Abstract
Objectives
To analyse the prevalence and association between metabolic syndrome (MetS), clustered cardiometabolic risk (CCMR), obesity (body mass index [BMI], fat mass [FM] and waist circumference [WC]), and cardiorespiratory fitness (CRF); and to assess whether obesity (BMI, FM, and WC) acts as a mediator between CRF and MetS or CCMR.
Methods
This cross-sectional study included a subsample of the AFINA-te Study (n = 209; 11.51 ± 0.72 years old). BMI, FM, and WC were assessed. The Course-Navette test was used to assess CRF. MetS was calculated following the International Diabetes Federation (IDF) definitions, and assessed using WC, triglycerides (TGs), high density lipoprotein (HD), fasting glucose (FG), and systolic and diastolic blood pressures (SBP/DBP). CCMR was calculated based on the sex and age-specific z score.
Results
The prevalence of overweightness, obesity, MetS, and CCMR were 17.22, 1.44, 5.74, and 18.36%, respectively. After including BMI, FM, or WC into the model, the association between CRF and MetS was no longer significant, and the association between CRF and CCMR was only significant when it was mediated by BMI (β = −0.006; p = 0.026). The rest of the analysis of the mediation did not show a direct effect, although a significant indirect effect with a significant value for the Sobel test was observed (all p < 0.001).
Conclusions
BMI, FM, and WC act as full mediators in the association between CRF and MetS; FM and WC act as full mediators in the association between CRF and CCMR; and BMI acts as a partial mediator. The use of FM or WC as obesity variables is recommended.
Correction note
Correction added after online publication August 04, 2021: Second author’s name and ORCID have been updated.
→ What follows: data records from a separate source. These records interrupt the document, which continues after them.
PR #26, opened 2020-02-13
Changes to compile wget and curl

Geertiebear:
More to follow obviously, maybe check if I didn't mess up the abi-bits stuff


options/ansi/generic/string-stubs.cpp
```diff
@@ -174,8 +174,17 @@ char *strstr(const char *s, const char *pattern) {
 	return nullptr;
 }
 char *strtok(char *__restrict s, const char *__restrict delimiter) {
```
avdgrinten: Can we Implement strtok() based on strtok_r()?

options/ansi/generic/file-io.cpp
```diff
@@ -331,6 +335,23 @@ int abstract_file::_write_back() {
 	return 0;
 }
 
+int abstract_file::_discard_buffer() {
+	if (_type == stream_type::file_like) {
+		// save our current location
+		off_t new_offset;
+		auto seek_offset = (off_t(__offset) - off_t(__io_offset));
+		if (int e = io_seek(seek_offset, SEEK_CUR, &new_offset); e) {
```
avdgrinten: Why do we need to seek in the underlying FD?

options/ansi/generic/file-io.cpp
```diff
@@ -237,9 +237,13 @@ void abstract_file::purge() {
 	__dirty_end = __dirty_begin;
 }
 
-// TODO: For input files, discard the buffer.
 int abstract_file::flush() {
-	return _write_back();
+	if (__dirty_end == __dirty_begin) {
+		return _discard_buffer;
```
avdgrinten: Why don't we discard the buffer unconditionally?

options/ansi/generic/file-io.cpp
```diff
@@ -331,6 +335,23 @@ int abstract_file::_write_back() {
 	return 0;
 }
 
+int abstract_file::_discard_buffer() {
+	if (_type == stream_type::file_like) {
```
avdgrinten: Is _type guaranteed to be initialized here?

abis/linux/x86_64/signal.h
```diff
@@ -0,0 +1,108 @@
+#ifndef _ABIBITS_SIGNAL_H
+#define _ABIBITS_SIGNAL_H
+
+#ifdef __MLIBC_POSIX_OPTION
+#include <bits/posix/siginfo_t.h>
```
avdgrinten: siginfo_t is also a OS-specific ABI (?).

avdgrinten:
One further comment: for single line `if`s, please put the then-statement on its own line.

options/ansi/generic/file-io.cpp
Geertiebear: Because as far as I saw there was now way to save the current position in the file properly, without rewriting some of the other code. I could probably rewrite it to avoid seeking but I was reluctant to do that.

options/ansi/generic/file-io.cpp
Geertiebear: Spec states that we should only discard the buffer for input streams, and output streams should write back to the FD

options/ansi/generic/file-io.cpp
Geertiebear: no, good point

abis/linux/x86_64/signal.h
Geertiebear: siginfo is needed for sigval

options/ansi/generic/file-io.cpp
avdgrinten: As discussed over Discord, this seek makes sense. Maybe add a comment that we seek to reset the position of the FD to the position of the FILE.

options/ansi/generic/file-io.cpp
avdgrinten: I think here we should really make sure that we do the correct thing for r/w files. Can we maybe write a test case to validate that our behavior matches glibc/musl?

PR #28, opened 2020-02-17
ci: add files needed to build with jenkins

ArsenArsen:
adding tests would be trivial: adding another stage inside Docker that runs the tests


avdgrinten:
LGTM. Thank you!

PR #34, opened 2020-04-07
options/linux: add sys/reboot.h

ArsenArsen:


options/linux/generic/sys-reboot.cpp
```diff
@@ -0,0 +1,10 @@
+#include <errno.h>
+#include <sys/reboot.h>
+#include <mlibc/sysdeps.hpp>
+
+int reboot(int what) {
+	if (!mlibc::sys_reboot) {
+		return ENOSYS;
```
avdgrinten, line 7: This needs to call `MLIBC_MISSING_SYSDEP();` (grep for it and compare with other stubs. Also, is the error handling (errno vs. return value) correct?

options/linux/include/utmp.h
```diff
@@ -2,6 +2,8 @@
 #ifndef  _UTMP_H
 #define  _UTMP_H
 
+#include <stdint.h>
```
avdgrinten, line 5: Why do we need this?

options/posix/include/sys/types.h
```diff
@@ -22,6 +22,7 @@
 
 #include <bits/posix/fsblkcnt_t.h>
 #include <bits/posix/fsfilcnt_t.h>
+#include <sys/select.h>
```
avdgrinten, line 25: This looks strange. Which types do we actually want? Those types should be extracted into a `bits/` header (see the other includes above this one); that header should be included here.

sysdeps/qword/meson.build
```diff
@@ -21,6 +21,7 @@ if not no_headers
 		'include/abi-bits/in.h',
 		'include/abi-bits/stat.h',
 		'include/abi-bits/signal.h',
+		'include/abi-bits/reboot.h',
```
avdgrinten, line 24: qword doesn't have this header.

sysdeps/lemon/meson.build
```diff
@@ -19,6 +19,7 @@ if not no_headers
 		'include/abi-bits/in.h',
 		'include/abi-bits/signal.h',
 		'include/abi-bits/stat.h',
+		'include/abi-bits/reboot.h',
```
avdgrinten, line 22: lemon doesn't have this header.

options/linux/include/utmp.h
avdgrinten: We should rather replace the uses by `__mlibc_uint32` (etc.) from `bits/types.h`.

avdgrinten:

PR #35, opened 2020-04-07
Added required functions for GNU Tar

Dennisbonke:
GNU Tar wants this function when making tar files.
However, it also fails on openat, getpwnam and maybe others which I haven't found yet.
I tried looking into that but I am not quite sure what to do with those functions, so I leave those up to the more experienced.
According to creat(2) the creat call is nothing more then a call to open with these 3 flags set.


Dennisbonke:
I have added the getpwnam and openat functions, openat works good enough for tar. It seems we now need fchown, although as far as i know file permissions are not implemented yet

Dennisbonke:
I deem tar sufficiently working. You can create an archive and extract it, however overwriting files is broken on unlinkat. Other than that I found no issues in the quick testing that I did

avdgrinten:
Great. Thank for the PR!

PR #39, opened 2020-04-13
posix: fdopendir should respect flags that are already set

Dennisbonke:


avdgrinten:
LGTM. Thank you for the PR!

PR #63, opened 2020-04-20
Various fixes for man-db

Dennisbonke:
This PR implements the following:

- `towlower()` and `towupper()` char converters.
-  the flushing of all files when `fflush(NULL)` is called and on `exit()`

### DIFF
--- a/options/ansi/generic/file-io.cpp
+++ b/options/ansi/generic/file-io.cpp
@@ -578,6 +578,15 @@ long ftell(FILE *file_base) {
 }
 
 int fflush_unlocked(FILE *file_base) {
+	if(file_base == NULL) {
+		// Only flush the files but do not close them.
+    	for(auto it : mlibc::global_file_list) {
+			if(int e = it->flush(); e)
+				mlibc::infoLogger() << "mlibc warning: Failed to flush file"
+						<< frg::endlog;
+		}
+		return 0;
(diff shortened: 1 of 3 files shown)


options/ansi/generic/stdlib-stubs.cpp
```diff
@@ -205,6 +206,7 @@ int at_quick_exit(void (*func)(void)) {
 }
 
 void exit(int status) {
+	fflush_unlocked(NULL);
```
avdgrinten, line 209: We do not need to call this here (that is already done by a global destructor).

options/ansi/generic/file-io.cpp
```diff
@@ -578,6 +578,15 @@ long ftell(FILE *file_base) {
 }
 
 int fflush_unlocked(FILE *file_base) {
+	if(file_base == NULL) {
+		// Only flush the files but do not close them.
+    	for(auto it : mlibc::global_file_list) {
+			if(int e = it->flush(); e)
+				mlibc::infoLogger() << "mlibc warning: Failed to flush file before exit()"
+						<< frg::endlog;
```
avdgrinten, line 586: This message is confusing (we are not necessarily exiting).

avdgrinten:
LGTM now, thank you.

PR #64, opened 2020-04-22
Implementing various functions and a bugfix

Dennisbonke:
This PR adds the following:

- An implementation of the `setbuf()` function,
- An implementation of the `pread()` function,
- And a small bug fix to `strtok()`, related to strings which end on the requested delimiter.


avdgrinten:
LGTM. Thank you for the PR!

PR #71, opened 2020-04-26
various net-related fixes

ArsenArsen:


options/posix/generic/arpa-inet-stubs.cpp
```diff
@@ -65,9 +65,13 @@ in_addr_t inet_addr(const char *) {
 	__ensure(!"Not implemented");
 	__builtin_unreachable();
 }
-char *inet_ntoa(struct in_addr) {
-	__ensure(!"Not implemented");
-	__builtin_unreachable();
+char *inet_ntoa(struct in_addr addr) {
+	thread_local static char buffer[16];
```
avdgrinten, line 69: Is this buffer big enough? 4*4+1 = 17.

options/posix/generic/arpa-inet-stubs.cpp
```diff
@@ -65,9 +65,13 @@ in_addr_t inet_addr(const char *) {
...
+	int proper = htonl(addr.s_addr);
```
avdgrinten, line 70: This should be a `uint32_t`.

options/posix/generic/arpa-inet-stubs.cpp
ArsenArsen: four groups of up to three numbers, three periods, and a null: `4 * 3 + 3 + 1 = 16`

avdgrinten: Add a comment (it's not so hard to see but also not totally trivial).

avdgrinten:
LGTM. Blocked on the corresponding Managarm changes.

Funding source: FCT- Portuguese Foundation for Science and Technology DOI: 10.13039/501100001871
Award Identifier / Grant number: FCOMP-01-0124-FEDER-028619
Research funding: This work was supported by ID grant number: PTDC/DTP-DES/1328/2012. Name of the organization that funded the research: Portuguese Fundação para Ciência e a Tecnologia (FCT). Funder DOI: 10.13039/501100001871.
Author contributions: All the authors have accepted responsibility for the entire content of this submitted manuscript and approved submission.
Competing interests: The authors have no conflicts of interest to disclose.
Informed consent: Informed consent was obtained from all individuals included in this study.
Ethical approval: The local Institutional Review Board deemed the study exempt from review. AFINA-te Project Study (Physical Activity and Nutritional Information for Adolescents). Grant from the Foundation for Science and Technology [FCOMP-01-0124-FEDER-028619 (PTDC/DTP-DES/1328/2012)]. Ethical Committee of the Faculty of Sport of the University of Porto (Process CEFADE 13/2013), the National Data Protection Commission (process n.6766/2015), and Regional Section of the Ministry of Education (process 0053200004).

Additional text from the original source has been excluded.